PR #567, opened 2019-12-08
Profile guided performance optimization

madig:
I discovered https://github.com/nvdv/vprof and used it to run this script (Cantarell from https://gitlab.gnome.org/GNOME/cantarell-fonts/tree/dd36d229a2c304d17052dd62ad959f4e210c3c75/src):

```Python
import glyphsLib.cli

glyphsLib.cli.main(["ufo2glyphs", "Cantarell.designspace"])
```

Fedora 31 x64, Python 3.7.5, Ryzen 1700, all data in /tmp, which is a RAM-based tmpfs.

init

I tackled `GSNode._indices()` and `floatToString`.

After not calling `_indices()` on every node:

second

After simplifying `floatToString`:

third

That shaved off roughly 1 second, so it's a ~25% speed up :)

### DIFF
--- a/Lib/glyphsLib/classes.py
+++ b/Lib/glyphsLib/classes.py
@@ -13,6 +13,7 @@
 # limitations under the License.
 
 
+import copy
 import logging
 import math
 import os
@@ -1332,11 +1333,11 @@ class GSGuideLine(GSBase):
 
     def __init__(self):
         self.alignment = ""
-        self.angle = 0
+        self.angle = self._defaultsForName["angle"]
         self.filter = ""
         self.locked = False
         self.name = ""
-        self.position = Point(0, 0)
+        self.position = copy.deepcopy(self._defaultsForName["position"])
         self.showMeasurement = False
 
     def __repr__(self):
@@ -1463,27 +1464,27 @@ class GSFontMaster(GSBase):
         self._name = None
         self._userData = None
         self.alignmentZones = []
-        self.ascender = 800
-        self.capHeight = 700
+        self.ascender = self._defaultsForName["ascender"]
+        self.capHeight = self._defaultsForName["capHeight"]
         self.customName = ""
-        self.customValue = 0
-        self.customValue1 = 0
-        self.customValue2 = 0
-        self.customValue3 = 0
-        self.descender = -200
+        self.customValue = self._defaultsForName["customValue"]
+        self.customValue1 = self._defaultsForName["customValue1"]
+        self.customValue2 = self._defaultsForName["customValue2"]
+        self.customValue3 = self._defaultsForName["customValue3"]
+        self.descender = self._defaultsForName["descender"]
         self.font = None
         self.guides = []
         self.horizontalStems = 0
         self.iconName = ""
         self.id = str(uuid.uuid4()).upper()
-        self.italicAngle = 0
+        self.italicAngle = self._defaultsForName["italicAngle"]
         self.verticalStems = 0
         self.visible = False
-        self.weight = "Regular"
-        self.weightValue = 100
-        self.width = "Regular"
-        self.widthValue = 100
-        self.xHeight = 500
+        self.weight = self._defaultsForName["weight"]
+        self.weightValue = self._defaultsForName["weightValue"]
+        self.width = self._defaultsForName["width"]
+        self.widthValue = self._defaultsForName["widthValue"]
+        self.xHeight = self._defaultsForName["xHeight"]
 
     def __repr__(self):
         return '<GSFontMaster "{}" width {} weight {}>'.format(
@@ -1774,7 +1775,7 @@ class GSPath(GSBase):
     _parent = None
 
     def __init__(self):
-        self.closed = True
+        self.closed = self._defaultsForName["closed"]
         self.nodes = []
 
     @property
@@ -2082,7 +2083,7 @@ class GSComponent(GSBase):
                 dx, dy = offset
                 self.transform = Transform(xx, 0, 0, yy, dx, dy)
             else:
-                self.transform = Transform(1, 0, 0, 1, 0, 0)
+                self.transform = copy.deepcopy(self._defaultsForName["transform"])
         else:
             self.transform = transform
 
@@ -2229,10 +2230,10 @@ class GSSmartComponentAxis(GSBase):
 
     def __init__(self):
         self.bottomName = ""
-        self.bottomValue = 0
+        self.bottomValue = self._defaultsForName["bottomValue"]
         self.name = ""
         self.topName = ""
-        self.topValue = 0
+        self.topValue = self._defaultsForName["topValue"]
 
     def shouldWriteValueForKey(self, key):
         if key in ("bottomValue", "topValue"):
@@ -2249,7 +2250,10 @@ class GSAnchor(GSBase):
 
     def __init__(self, name=None, position=None):
         self.name = "" if name is None else name
-        self.position = Point(0, 0) if position is None else position
+        if position is None:
+            self.position = copy.deepcopy(self._defaultsForName["position"])
+        else:
+            self.position = position
 
     def __repr__(self):
         return '<{} "{}" x={:.1f} y={:.1f}>'.format(
@@ -2325,21 +2329,16 @@ class GSHint(GSBase):
     )
 
     def __init__(self):
-        self._origin = None
-        self._originNode = None
-        self._other1 = None
-        self._other2 = None
-        self._otherNode1 = None
-        self._otherNode2 = None
-        self._target = None
-        self._targetNode = None
         self.horizontal = False
         self.name = ""
         self.options = 0
-        self.place = None
-        self.scale = None
+        self.origin = self._defaultsForName["origin"]
+        self.other1 = self._defaultsForName["other1"]
+        self.other2 = self._defaultsForName["other2"]
+        self.place = self._defaultsForName["place"]
+        self.scale = self._defaultsForName["scale"]
         self.settings = {}
-        self.stem = -2
+        self.stem = self._defaultsForName["stem"]
         self.type = ""
 
     def shouldWriteValueForKey(self, key):
@@ -2563,11 +2562,11 @@ class GSAnnotation(GSBase):
     _parent = None
 
     def __init__(self):
-        self.angle = 0
-        self.position = Point(0, 0)
-        self.text = None
-        self.type = 0
-        self.width = 100
+        self.angle = self._defaultsForName["angle"]
+        self.position = copy.deepcopy(self._defaultsForName["position"])
+        self.text = self._defaultsForName["text"]
+        self.type = self._defaultsForName["type"]
+        self.width = self._defaultsForName["width"]
 
     @property
     def parent(self):
@@ -2660,23 +2659,25 @@ class GSInstance(GSBase):
 
     def __init__(self):
         self._customParameters = []
-        self.active = True
+        self.active = self._defaultsForName["active"]
         self.custom = None
-        self.customValue = 0
-        self.customValue1 = 0
-        self.customValue2 = 0
-        self.customValue3 = 0
-        self.instanceInterpolations = {}
+        self.customValue = self._defaultsForName["interpolationCustom"]
+        self.customValue1 = self._defaultsForName["interpolationCustom1"]
+        self.customValue2 = self._defaultsForName["interpolationCustom2"]
+        self.customValue3 = self._defaultsForName["interpolationCustom3"]
+        self.instanceInterpolations = copy.deepcopy(
+            self._defaultsForName["instanceInterpolations"]
+        )
         self.isBold = False
         self.isItalic = False
         self.linkStyle = ""
         self.manualInterpolation = False
         self.name = "Regular"
         self.visible = True
-        self.weight = "Regular"
-        self.weightValue = 100
-        self.width = "Medium (normal)"
-        self.widthValue = 100
+        self.weight = self._defaultsForName["weightClass"]
+        self.weightValue = self._defaultsForName["interpolationWeight"]
+        self.width = self._defaultsForName["widthClass"]
+        self.widthValue = self._defaultsForName["interpolationWidth"]
 
     customParameters = property(
         lambda self: CustomParametersProxy(self),
@@ -2803,13 +2804,13 @@ class GSBackgroundImage(GSBase):
 
     def __init__(self, path=None):
         self._R = 0.0
-        self._alpha = 50
         self._sX = 1.0
         self._sY = 1.0
+        self.alpha = self._defaultsForName["alpha"]
         self.crop = Rect()
         self.imagePath = path
         self.locked = False
-        self.transform = Transform(1, 0, 0, 1, 0, 0)
+        self.transform = copy.deepcopy(self._defaultsForName["transform"])
 
     def __repr__(self):
         return "<GSBackgroundImage '%s'>" % self.imagePath
@@ -2985,14 +2986,14 @@ class GSLayer(GSBase):
         self.associatedMasterId = ""
         self.backgroundImage = None
         self.color = None
-        self.leftMetricsKey = None
+        self.leftMetricsKey = self._defaultsForName["leftMetricsKey"]
         self.parent = None
-        self.rightMetricsKey = None
-        self.vertOrigin = 0
-        self.vertWidth = 0
+        self.rightMetricsKey = self._defaultsForName["rightMetricsKey"]
+        self.vertOrigin = self._defaultsForName["vertOrigin"]
+        self.vertWidth = self._defaultsForName["vertWidth"]
         self.visible = False
-        self.width = 600
-        self.widthMetricsKey = None
+        self.width = self._defaultsForName["width"]
+        self.widthMetricsKey = self._defaultsForName["widthMetricsKey"]
 
     def __repr__(self):
         name = self.name
@@ -3321,31 +3322,31 @@ class GSGlyph(GSBase):
     def __init__(self, name=None):
         self._layers = OrderedDict()
         self._unicodes = []
-        self._userData = None
         self.bottomKerningGroup = ""
         self.bottomMetricsKey = ""
-        self.category = None
-        self.color = None
-        self.export = True
-        self.lastChange = None
-        self.leftKerningGroup = None
+        self.category = self._defaultsForName["category"]
+        self.color = self._defaultsForName["color"]
+        self.export = self._defaultsForName["export"]
+        self.lastChange = self._defaultsForName["lastChange"]
+        self.leftKerningGroup = self._defaultsForName["leftKerningGroup"]
         self.leftKerningKey = ""
-        self.leftMetricsKey = None
+        self.leftMetricsKey = self._defaultsForName["leftMetricsKey"]
         self.name = name
-        self.note = None
+        self.note = self._defaultsForName["note"]
         self.parent = None
         self.partsSettings = []
         self.production = ""
-        self.rightKerningGroup = None
+        self.rightKerningGroup = self._defaultsForName["rightKerningGroup"]
         self.rightKerningKey = ""
-        self.rightMetricsKey = None
-        self.script = None
+        self.rightMetricsKey = self._defaultsForName["rightMetricsKey"]
+        self.script = self._defaultsForName["script"]
         self.selected = False
-        self.subCategory = None
+        self.subCategory = self._defaultsForName["subCategory"]
         self.topKerningGroup = ""
         self.topMetricsKey = ""
+        self.userData = self._defaultsForName["userData"]
         self.vertWidthMetricsKey = ""
-        self.widthMetricsKey = None
+        self.widthMetricsKey = self._defaultsForName["widthMetricsKey"]
 
     def __repr__(self):
         return '<GSGlyph "{}" with {} layers>'.format(self.name, len(self.layers))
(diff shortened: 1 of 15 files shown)


madig:
Loading UFOs eagerly does not change performance, but cleans up the flame graph and we need to load everything anyway:

Bildschirmfoto vom 2019-12-08 13-29-11

madig:
This is what glyphs2ufo looks like on a Mac mini (late 2014):

image

That `clean_ufo` looks weird. Doesn't ufoLib/2 do that automatically?

madig:
In the ufo2glyphs case, the function `_get_glyph_by_string` takes up a large chunk of time. The function starts with the comment `# FIXME: (jany) looks inefficient`, which is correct 😁

madig:
The `Font.glyphs` list is a headache to deal with. I'm torn between making minimal changes and replacing the `Font._glyphs` container with a multi-index container, so all the lookups are O(1).

schriftgestalt:
In glyphs I have a name2Glyphs dict that is updated a) when a glyphs is added/removed b) when a glyph name is changed. I didn't add that to the python version as I wasn’t sure how to make sure that all changes trigger a cache update.

madig:
That's what I experimented with. It is a bit of an invasive change though... and I found that Glyphs will not clear out glyphs with duplicate names, so there are ugly edge-cases to take care of. The second problem is that the ability to look up glyphs not just by their name but also by their Unicode char and hex string tanks performance for the case where a glyph name is not present: the glyphsLib code will then iterate over all glyphs again, usually finding nothing. In the profiler, that code path was hotter than the actual glyph name lookup :(

schriftgestalt:
There is another unicode2glyphs cache ;)

madig:
One of the bigger chunks left in the middle is `GSBase.__init__`. Initializing GS classes is very expensive.

madig:
The glyphs2ufo case is so dominated by reading the .glyphs file and writing the UFOs that optimizing glyphsLib inbetween makes little sense.

Reading and writing UFOs can take ~50% of the time both ways. Writing .glyphs files takes 10%, reading 30%. Interestingly, writing UFOs on Py3.7 is slower than on 3.6 🤔

schriftgestalt:
The `GSBase.__init__` was intended as a temporary solution until all classes have all properties written out. And for those classes you don’t need to call `super().__init__()` any more. GSNode seems to be done, so its `super().__init__()` can go. Next would be `GSPath` `GSComponent`, GSAnchor` and `GSLayer` (those classes are used for the most objects). That should remove most of the overhead.
The `_classesForName` seems to be used for some other things, too, so it might be good to keep it around.

madig:
Ah! I think I now understand the init mechanism better. I removed init from various classes as suggested and it does indeed cut down the flame graph somewhat.

madig:
@schriftgestalt can a node be of type "n/a"?

schriftgestalt:
No, that is only there for debugging

madig:
I found that while profiling glyphs2ufo of NotoSans-MM.glyphs, 5-6 seconds of 55 seconds in total on my Mac mini late 2014 are spent on converting the lastChanged glyph attribute to a UFO timestamp. Wow.

madig:
I did a quick comparison of `glyphsLib.parser.Parser` against openstep-plist:

```Python
from pathlib import Path
import glyphsLib.parser
import openstep_plist

glyphs_text = Path("../noto-source/src/NotoSans-MM.glyphs").read_text()

p = glyphsLib.parser.Parser(dict)
g1 = p.parse(glyphs_text)

g2 = openstep_plist.loads(glyphs_text, use_numbers=True)
```

openstep_plist doesn't even show up in the flame graph. Total profiler running time 9s, of that 0.4s for openstep_plist 😊

madig:
The by far biggest chunk (~50%) of the glyphs2ufo time goes into writing UFOs to disk. There must be a way to speed that up in ufoLib. Parallel serialization and dumping to disk using multiprocessing or asyncio or a combination of those maybe.

madig:
Thanks @chrissimpkins for pointing me to aiofiles. I made a test script which I can time to compare synchronous vs. async writing. I think I'm doing this wrong however:

```Python
import asyncio
import os
import random
import tempfile

import aiofiles

file_blobs = [
    bytearray(random.getrandbits(8) for _ in range(random.randint(20, 200)))
    for _ in range(3000)
]


def write_sequentially():
    tmp_dir = tempfile.mkdtemp()
    for i, blob in enumerate(file_blobs):
        with open(os.path.join(tmp_dir, str(i)), "bw+") as f:
            f.write(blob)


async def write_async():
    tmp_dir = tempfile.mkdtemp()
    await asyncio.gather(
        *(
            asyncio.ensure_future(write_async_blob(os.path.join(tmp_dir, str(i)), blob))
            for i, blob in enumerate(file_blobs)
        ),
        return_exceptions=True,
    )


async def write_async_blob(path, binary):
    async with aiofiles.open(path, "bw+") as f:
        await f.write(binary)
```
```
In [1]: %timeit asyncio.run(write_async())                                                       
1.15 s ± 18.5 ms per loop (mean ± std. dev. of 7 runs, 1 loop each)

In [2]: %timeit write_sequentially()                                                             
90.7 ms ± 419 µs per loop (mean ± std. dev. of 7 runs, 10 loops each)
```

async writing is slower :thinking:

chrissimpkins:
Hmm...  Might have to do with Python timing and the coroutines.  Here is what I get when I add an `if __name__ == '__main__'` statement to execute the two functions.  Timing is with gnu `time` x 3  on MBP 2.9 GHz Quad-Core Intel Core i7 + macOS 10.15.1:

For `write_async`:
```
$ gtime -p python3 arun.py
real 0.47
user 0.40
sys 0.12
$ gtime -p python3 arun.py
real 0.47
user 0.40
sys 0.13
$ gtime -p python3 arun.py
real 0.47
user 0.40
sys 0.12
```

For `write_sequentially`:

```
$ gtime -p python3 arun.py
real 0.57
user 0.20
sys 0.35
$ gtime -p python3 arun.py
real 0.58
user 0.20
sys 0.35
$ gtime -p python3 arun.py
real 0.62
user 0.21
sys 0.36
```

madig:
Hm. Running the script on a RAM-backed /tmp (and on  a SSD-backed one) on a Ryzen 1700, Fedora 31 x64, Python 3.7.5 yields:

Async:
```
(venv) /tmp $ time python a.py
0.72user 0.23system 0:00.76elapsed 126%CPU (0avgtext+0avgdata 44484maxresident)k
0inputs+0outputs (0major+10271minor)pagefaults 0swaps
(venv) /tmp $ time python a.py
0.71user 0.25system 0:00.76elapsed 127%CPU (0avgtext+0avgdata 44068maxresident)k
0inputs+0outputs (0major+10305minor)pagefaults 0swaps
(venv) /tmp $ time python a.py
0.72user 0.26system 0:00.75elapsed 130%CPU (0avgtext+0avgdata 44544maxresident)k
0inputs+0outputs (0major+10213minor)pagefaults 0swaps
```

Sequential:
```
(venv) /tmp $ time python a.py
0.14user 0.05system 0:00.19elapsed 98%CPU (0avgtext+0avgdata 16224maxresident)k
0inputs+0outputs (0major+2404minor)pagefaults 0swaps
(venv) /tmp $ time python a.py
0.14user 0.05system 0:00.20elapsed 98%CPU (0avgtext+0avgdata 16500maxresident)k
0inputs+0outputs (0major+2441minor)pagefaults 0swaps
(venv) /tmp $ time python a.py
0.14user 0.05system 0:00.19elapsed 98%CPU (0avgtext+0avgdata 16296maxresident)k
0inputs+0outputs (0major+2421minor)pagefaults 0swaps
```

So it's much slower :(

madig:
This is even slower:

```Python
# [...]

async def write_async_chunked():
    tmp_dir = tempfile.mkdtemp()

    blobs = [
        (os.path.join(tmp_dir, str(i)), binary) for i, binary in enumerate(file_blobs)
    ]
    blob_half_len = len(blobs) // 2
    tasks = [
        asyncio.ensure_future(write_async_chunked_blobs(blobs[:blob_half_len])),
        asyncio.ensure_future(write_async_chunked_blobs(blobs[blob_half_len:])),
    ]

    await asyncio.gather(
        *tasks, return_exceptions=True,
    )


async def write_async_chunked_blobs(path_to_binary):
    for path, binary in path_to_binary:
        async with aiofiles.open(path, "bw+") as f:
            await f.write(binary)

# [...]
```

```
(venv) /tmp $ time python a.py
1.80user 0.74system 0:01.98elapsed 128%CPU (0avgtext+0avgdata 19304maxresident)k
0inputs+0outputs (0major+3311minor)pagefaults 0swaps
```

Not sure whether I'm doing something wrong or if asyncio does not help us here.

chrissimpkins:
I converted to a non-tmp directory and the async function is not writing all of the expected files.  I only get 250 of the 3000 files with the above code.  If I add a semaphore to limit the number of concurrent writes to 10 - 1000 range, I see all of the files.  But you are right, it is much slower than the sequential write approach.  Perhaps OS's know how to write files better than we do? :)  I don't have much experience with the asyncio/aiofiles libraries.  Maybe this is not the correct approach.

```python
import asyncio
import os
import random
import tempfile

import aiofiles

file_blobs = [
    bytearray(random.getrandbits(8) for _ in range(random.randint(20, 200)))
    for _ in range(3000)
]


DIRPATH = "/Users/chris/Desktop/asyncio"


def write_sequentially():
    # tmp_dir = tempfile.mkdtemp()
    for i, blob in enumerate(file_blobs):
        with open(os.path.join(DIRPATH, str(i) + ".bin"), "bw+") as f:
            f.write(blob)


async def write_async():
    # tmp_dir = tempfile.mkdtemp()
    await asyncio.gather(
        *(
            asyncio.ensure_future(write_async_blob(os.path.join(DIRPATH, str(i) + ".bin"), blob))
            for i, blob in enumerate(file_blobs)
        ),
        return_exceptions=True,
    )


async def write_async_2():
    # tmp_dir = tempfile.mkdtemp()
    semaphore = asyncio.Semaphore(value=1000)
    tasks = []
    for i, blob in enumerate(file_blobs):
        task = write_async_blob(os.path.join(DIRPATH, str(i) + ".bin"), blob, semaphore)
        tasks.append(task)

    await asyncio.gather(
        *tasks,
        return_exceptions=True,
    )


async def write_async_blob(path, binary, semaphore):
    await semaphore.acquire()
    async with aiofiles.open(path, "bw+") as f:
        await f.write(binary)
    
    await semaphore.release()


if __name__ == "__main__":
    asyncio.run(write_async_2())
    # write_sequentially()
```

chrissimpkins:
> Edit2: https://trio.readthedocs.io/en/stable/reference-io.html#asynchronous-filesystem-i-o hm :(

Workaround: SSD upgrade :)

madig:
Hm. The slotting stuff is odd. It improves the prfiler runtime by 0.1 seconds, but memory usage for some classes is reported to be slightly worse by pympler:

Script:
```Python
import pympler.classtracker

import glyphsLib.cli
import glyphsLib.classes

tracker = pympler.classtracker.ClassTracker()
tracker.track_class(glyphsLib.classes.GSFont)
tracker.track_class(glyphsLib.classes.GSFontMaster)
tracker.track_class(glyphsLib.classes.GSAlignmentZone)
tracker.track_class(glyphsLib.classes.GSInstance)
tracker.track_class(glyphsLib.classes.GSCustomParameter)
tracker.track_class(glyphsLib.classes.GSClass)
tracker.track_class(glyphsLib.classes.GSFeaturePrefix)
tracker.track_class(glyphsLib.classes.GSFeature)
tracker.track_class(glyphsLib.classes.GSGlyph)
tracker.track_class(glyphsLib.classes.GSLayer)
tracker.track_class(glyphsLib.classes.GSAnchor)
tracker.track_class(glyphsLib.classes.GSComponent)
tracker.track_class(glyphsLib.classes.GSSmartComponentAxis)
tracker.track_class(glyphsLib.classes.GSPath)
tracker.track_class(glyphsLib.classes.GSNode)
tracker.track_class(glyphsLib.classes.GSGuideLine)
tracker.track_class(glyphsLib.classes.GSAnnotation)
tracker.track_class(glyphsLib.classes.GSHint)
tracker.track_class(glyphsLib.classes.GSBackgroundImage)
# No Proxy objects because they don't seem to be profile-able by pympler?!

glyphsLib.cli.main(["glyphs2ufo", "/tmp/Cantarell.glyphs"])

tracker.create_snapshot()
tracker.stats.print_summary()
```

No slots:
```
---- SUMMARY ------------------------------------------------------------------
                                         active      0     B      average   pct
  glyphsLib.classes.GSAlignmentZone          15      3.41 KB    232     B    0%
  glyphsLib.classes.GSAnchor               1047      0     B      0     B    0%
  glyphsLib.classes.GSClass                   1      0     B      0     B    0%
  glyphsLib.classes.GSComponent            3891      0     B      0     B    0%
  glyphsLib.classes.GSCustomPara...          37     10.06 KB    278     B    0%
  glyphsLib.classes.GSFeature                19      0     B      0     B    0%
  glyphsLib.classes.GSFeaturePrefix           3      0     B      0     B    0%
  glyphsLib.classes.GSFont                    1     17.98 KB     17.98 KB    0%
  glyphsLib.classes.GSFontMaster              3      0     B      0     B    0%
  glyphsLib.classes.GSGlyph                1011      0     B      0     B    0%
  glyphsLib.classes.GSInstance                6      0     B      0     B    0%
  glyphsLib.classes.GSLayer                3117      3.55 MB      1.17 KB    0%
  glyphsLib.classes.GSNode                21989     11.97 MB    570     B    1%
  glyphsLib.classes.GSPath                 1917      0     B      0     B    0%
-------------------------------------------------------------------------------
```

ABOUT THIS TASK — Lines holding the word "floatToString" are the answer; copy each one from the records above.

FINISHED TASK —
I tackled `GSNode._indices()` and `floatToString`.
After simplifying `floatToString`:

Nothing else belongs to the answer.